Logistic regression, decision tree and support vector
Classification problem is we are in a wide range of industries in one of the major problems encountered in the commercial business.In this article, we will choose from several technology out of the three main technical discussion, Logistic Regression, Logistic Regression, Decision tree, Decision Trees) and Support Vector Machine (Support Vector Machine, SVM).
Algorithm is used to solve classification problems listed above (SVM and DT is also used in return, but that are not within the scope of our discussion).I see someone ask for many times, for he should choose which kind of problem.Classic is also the most correct answer is "it depends."Answer does not satisfy the questioner.Really let a person is very demanding.Therefore, I decided to talk about what is to look at the situation and decide.
This explanation is based on a very simplified 2 d problem, but enough to take this difficult higher dimensional data to understand the readers.

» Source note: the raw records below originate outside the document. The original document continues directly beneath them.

PR #392, opened 2026-07-14
fix: Excalidraw tab state and Vim tab navigation

junereycasuga:
This fixes a few issues when switching to/from Excalidraw tabs:

- Excalidraw viewport state was not preserved when returning to a drawing.
- Note scroll position could reset after switching away to Excalidraw.
- `gt`/`gT` did not work reliably while focused in Excalidraw.
- After navigating from Excalidraw to a note, focus could remain outside the editor.

The fix preserves Excalidraw viewport state, snapshots note scroll before the editor is torn down, handles Vim tab navigation from Excalidraw, and restores editor focus when landing on a normal note.

---

**Before:**

https://github.com/user-attachments/assets/7dcf86ac-9779-42b8-92d9-7289dbc2fad7

**After:**

https://github.com/user-attachments/assets/94cd12a8-d782-4217-aa4c-0611db63e720

### DIFF
--- a/packages/app-core/src/components/EditorPane.tsx
+++ b/packages/app-core/src/components/EditorPane.tsx
@@ -886,6 +886,23 @@ export function EditorPane({ pane }: { pane: PaneLeaf }): JSX.Element {
     return true
   }, [paneId, setActivePane, setFocusedPanel])
 
+  const rememberCurrentTabScroll = useCallback((path = viewPathRef.current): void => {
+    if (!path) return
+    const prev = recallTabScroll(path)
+    const view = viewRef.current
+    const previewEl = previewScrollRef.current
+    const next: TabScrollPosition = {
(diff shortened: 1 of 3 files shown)


adibhanna:
Thanks for this, @junereycasuga, really clean fix!

I've cherry-picked all three commits onto the `v2.13.2` release branch (your authorship is preserved), so it ships in 2.13.2 rather than landing on `main` first.

Verified end to end: `gt`/`gT` now cycle tabs even from a focused Excalidraw drawing, focus returns to the editor after the jump, and switching to and from a drawing keeps its pan/zoom and the note's scroll position. Build and tests pass on all platforms.

Since it was cherry-picked (different commit SHAs), GitHub won't auto-close this, so I'm closing it manually. Thanks again for contributing!

Issue #272, opened 2026-06-25
Linux (Hyprland/Wayland): default Ctrl+W and Ctrl+Shift+Space shortcuts do not work


P4los:
## Description

On Linux with Vim mode enabled, the default shortcuts **Ctrl+W** (close active tab) and **Ctrl+Shift+Space** (system-wide quick capture) do not work as documented. Changing both bindings to alternative chords works immediately.

### Ctrl+W (close tab)

1. Open ZenNotes on Linux with **Vim mode on** (default).
2. Open any note tab.
3. Press **Ctrl+W**.

**Expected:** Close the active tab (Help → Global shortcuts lists `Mod+W` → Close active tab).

**Actual:** Nothing happens. The tab stays open.

**Workaround:** Rebind "Close active tab" in Settings → Keymaps (e.g. `Mod+Shift+W`), or use `:q`.

### Ctrl+Shift+Space (quick capture)

1. Leave the default quick-capture hotkey (`CommandOrControl+Shift+Space`).
2. Press **Ctrl+Shift+Space** in-app and while another app is focused.

**Expected:** Toggle the floating quick-capture window (system-wide).

**Actual:** Nothing happens with the default binding.

**Workaround:** Change the hotkey (e.g. `Ctrl+Shift+F`) — then it works in-app and globally.

## Environment

| | |
|---|---|
| **OS** | Arch Linux |
| **Compositor** | Hyprland / Wayland |
| **Package** | `zennotes-bin 2.7.0-1` |
| **Vim mode** | On (default) |

## Additional context

- Related: #192, #217, #219
- Hyprland does not bind `Ctrl+Shift+Space` on this machine (only `Super+Shift+Space` for float toggle).
- `xdg-desktop-portal` is running.

## Suggestions

1. Linux + Vim: different default for close-tab on Linux, or a clearer first-run hint that `Ctrl+W` is the Vim pane prefix.
2. Quick capture: change the Linux default and/or warn in Settings when the default chord is unreliable on Wayland.
3. Document `zennotes://quick-capture` for Hyprland compositor bindings.

rtim75:
I beleive same goes for half-page-down and half-page-up: Ctrl+d and Ctrl+u. If I change keymaps to alt+d and alt+u they start working

scottames:
> I beleive same goes for half-page-down and half-page-up: Ctrl+d and Ctrl+u. If I change keymaps to alt+d and alt+u they start working

[...]

Issue #217, opened 2026-06-20
Quick capture (system-wide) not working on arch linux nor ubuntu.


Krasy8:
The system quick capture feature, which by default has key bindings (shift+ctrl+F), doesn't work, doesn't do anything. Tried to change the key binding but with no luck.

I have cloned the repo and with AI-assistance found a workaround, which now gives me a system-wide key binding which opens a floating note even without the zen-notes app running (what I acutally really wonted!).

The below is the summary of what changes have been made to address it:

ZenNotes system-wide quick capture hotkey does not fire on Omarchy/Hyprland Wayland.

Environment:
- OS: Omarchy / Arch-based
- Compositor: Hyprland / Wayland
- Portal services running:
  - xdg-desktop-portal
  - xdg-desktop-portal-hyprland
- `org.freedesktop.portal.GlobalShortcuts` exists on DBus
- ZenNotes version tested: 2.4.0 local build from source

Observed behavior:
- In-app quick capture binding works: leader+q opens the floating quick capture window.
- System-wide quick capture setting is accepted in Settings.
- Electron `globalShortcut.register(...)` reports success.
- But pressing the configured shortcut never invokes the callback, inside or outside ZenNotes.

Relevant log after adding diagnostics:

`[zen:quick-capture] registered hotkey: Shift+CommandOrControl+F`

Expected follow-up log never appears:

`[zen:quick-capture] hotkey pressed: Shift+CommandOrControl+F`

Electron/Wayland fix attempted:
- Added before app.whenReady():
if (process.platform === 'linux') {
  app.commandLine.appendSwitch('enable-features', 'GlobalShortcutsPortal')
}

Result:
- Portal registration path appears active.
- Shortcut still does not fire.
- xdg-desktop-portal-hyprland logs global shortcut activity, but Electron callback is never called.
- 
Working workaround implemented:
- Added a new deep link:
`zennotes://quick-capture`
- Wired it to call the same toggleQuickCaptureWindow() path as the global shortcut.
- Set x-scheme-handler/zennotes to ZenNotes.
- Added Hyprland binding:
`bindd = CTRL SHIFT, F, ZenNotes quick capture, exec, xdg-open zennotes://quick-capture`

This works reliably and opens the floating quick capture window system-wide.

Suggestion:
- Keep trying Electron globalShortcut with GlobalShortcutsPortal for platforms where it works.
[...]

PR #395, opened 2026-07-14
fix(editor): restore Vim half-page shortcuts

scottames:
## Summary

Restore configured Vim half-page shortcuts in the main editor by giving them precedence over CodeMirror’s search and history keymaps.

The bindings still dispatch through `Vim.handleKey`, preserving CodeMirror-Vim’s normal command lifecycle and custom keymap overrides. Insert, visual, and non-Vim modes retain their existing behavior.

## Why

On Linux, CodeMirror interpreted `Mod-d` and `Mod-u` as Ctrl+D and Ctrl+U, consuming those events before CodeMirror-Vim received them. As a result, half-page scrolling worked in Preview but not in Edit or Split.

This reproduced with clean configurations in both source and packaged builds, confirming a source defect independent of a separate conflicting local configuration.

## Scope

This PR intentionally addresses only the Ctrl+D/Ctrl+U behavior reported in a comment on #272.

The other symptoms in that issue use different code paths:

- **Ctrl+W:** In Vim mode, ZenNotes intentionally reserves this as the pane-command prefix while a tab is open; tabs close with `:q`. Changing that behavior or its documentation is a separate product decision.
- **Quick capture:** Ctrl+Shift+Space is registered through Electron’s system-wide shortcut API and is subject to Wayland/compositor behavior. That path is independent of CodeMirror and has a separate `zennotes://quick-capture` fallback from #217/#219.

Keeping these concerns separate limits this change to the reproduced editor keymap-precedence defect and allows each remaining behavior to be evaluated independently.

This addresses the Ctrl+D/Ctrl+U portion of #272; it does not close the entire issue.

## Testing

- Added regression coverage for keymap precedence, configured overrides, and mode deferral
- App-core tests: 738 passed, 1 skipped
- Desktop typecheck and build passed
- Verified Edit, Split, and Preview behavior with an isolated runtime profile

This addresses the Ctrl+D/Ctrl+U portion of #272.

### DIFF
--- a/packages/app-core/src/components/Editor.tsx
+++ b/packages/app-core/src/components/Editor.tsx
@@ -48,6 +48,7 @@ import { navigateActiveBuffer } from '../lib/buffer-navigation'
 import { applyVimInsertEscape } from '../lib/vim-insert-escape'
 import { listContinuationPrefix } from '../lib/list-continuation'
 import { focusEditorNormalMode } from '../lib/editor-focus'
+import { toVimSequence } from '../lib/vim-key-sequence'
 
 let vimCommandsRegistered = false
 let syncedVimBindings: Partial<Record<KeymapId, string[]>> = {}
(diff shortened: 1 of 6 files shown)


adibhanna:
Thanks, @scottames, this is a really well-put-together fix, and I appreciate the clear scoping and the tests.

I've cherry-picked it onto the `v2.13.2` release branch (your authorship is preserved), so it ships in 2.13.2 rather than landing on `main` first.

Verified locally: typecheck, the full app-core suite (including your new keymap-precedence tests), and the desktop build all pass, and `Ctrl+D`/`Ctrl+U` half-page scroll works in the editor here. I don't have a Linux box to reproduce the original `Mod` chord behavior directly, but the precedence tests cover the mechanism and your write-up made the root cause clear.

Since it was cherry-picked (different commit SHAs), GitHub won't auto-close this, so I'm closing it manually. This addresses the `Ctrl+D`/`Ctrl+U` part of #272; I'll leave #272 open for the remaining Ctrl+W and quick-capture items you called out. Thanks again for contributing!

I'll start with the most important question to discuss: what on earth are we doing in the classification problem?Obviously, we have to do is classified.(this is a serious problem? Really?)Let me to repeat it again.In order to do classification, we are trying to find a decision border or a curve (doesn't have to be a straight line), to distinguish the two categories in the feature space.
Feature space on the word sounds very tall, easy to make a lot of new people make confused.Let me show you an example to explain.I have a sample, which contains three variables: x1, x2 and target.Target has two values 0 s and 1 s, depends on the predicted value of the variable x1 and x2.I will data on the axis.
This is the feature space, observation value distribution in it.Here because we only have two predictor variable/features, all the characteristics of the space is two-dimensional.You will find that the two kinds of samples with different color mark the point.I hope that our algorithm can calculate a line/curve to separate the categories.
Through visual inspection, the ideal decision boundary segment (curve) is a circle.Actual decision boundary shape differences are caused by logistic regression, decision tree and support vector machine (SVM) algorithm.
Say first logistic regression.Many people have misunderstanding on logistic regression decision boundary.This kind of misunderstanding is because most of the time mention logistic regression, people will see the famous "S" curve.
Above the blue curve is not a decision boundary.It is the binary logistic regression model for deformation of a response.Logistic regression decision boundary is always a straight line (or a plane, in the higher dimensions is hyperplane).The best way to convince you that, is to show everyone is familiar with the logic of regression equation.
We do a simple assumption that all F is a linear combination of the predictor variable.
The above equation can also write:
, when you are used to predict the probability values do a score truncation, higher than the probability of cutoff value is 1, otherwise 0.Assuming that cutoff value expressed in c, so the decision making process becomes like this:
Y = 1 if p > c, otherwise 0.Finally the decision boundary is F > constant.
> constant, F is a linear decision boundary.Our sample data using logistic regression results will be like this.